PR #690, opened 2022-12-16
Admin user misuse statistics

chrisjpurdy:
Adds an admin interface for inspecting user site misuse statistics. Also allows the admin to reset counters for each misuse event type. 

This will be helpful in particular if content managers are attempting to do mass operations like adding loads of group managers to groups in a short time period etc., because it means we can just reset the misuse events through this UI instead of faffing around with swagger or curl.


src/app/state/slices/api/index.ts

#### [WORK INSTRUCTIONS]
Repeat, word for word, every line from the line that contains "This will be" to the end of the entries; include both of those lines and no others.

#### [RESULT OF THIS TASK]
This will be helpful in particular if content managers are attempting to do mass operations like adding loads of group managers to groups in a short time period etc., because it means we can just reset the misuse events through this UI instead of faffing around with swagger or curl.


src/app/state/slices/api/index.ts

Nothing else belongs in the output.